SRE team is responsible for providing automated processes linked with building and deploying software in our own DC and Azure, developing scripts/software needed by all activities done by the SRE team. Other areas that SR Engineer will take care of are operations linked with monitoring of SLA-critical production platforms, resolving issues and manual intervention. All off these actions will be done with close cooperation with software development teams.
We are looking for a SR Engineer that will be working with the company’s data traceability solutions for Connectivity & IoT domain - the solutions that provides our customers with an end-to-end eSIM lifecycle management for consumer devices or for industrial and IoT use cases, that complies with GSMA Specifications, and even goes beyond with a set of value added services.

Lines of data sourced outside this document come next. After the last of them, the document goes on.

PR #488, opened 2016-01-18
updater: change old update key to new for Java 7+

Thynix:
I'm posting this for review as requested but have yet to test it. As Matthew said previously:

> The resulting UOM should be tested to work with {windows, linux} * {old to new, new to new} * {ordinary fetch, UOM}.

I don't know if I'm going to bother to test {Windows, Linux} because the fetching doesn't differ between the two.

- Run the production environment by monitoring availability and taking a holistic view of system health in both Azure and Private DCs.
- Recover platforms during production incidents to meet targeted SLO; perform detailed root cause analysis to prevent regressions.
- Troubleshoot, evaluate and resolve operational challenges and support escalation
- Maintain platforms after go live by measuring and monitoring their availability, performance and overall system health.
- Scale systems through automation, improving change velocity and reliability
- Leverage technical skills to partner with team members and be comfortable diving into a problem as needed
- Measure and optimize system performance, with an eye toward pushing our capabilities forward, getting ahead of customer needs, and innovating to continually improve
- Participate in system design consulting, platform management, and capacity planning
- Work with feature teams on day-to-day design and development activities (e.g. review architectural changes and their impact on platform OA&M, challenge security decisions, provide feedback and propose improvements related to operational aspects of the applications)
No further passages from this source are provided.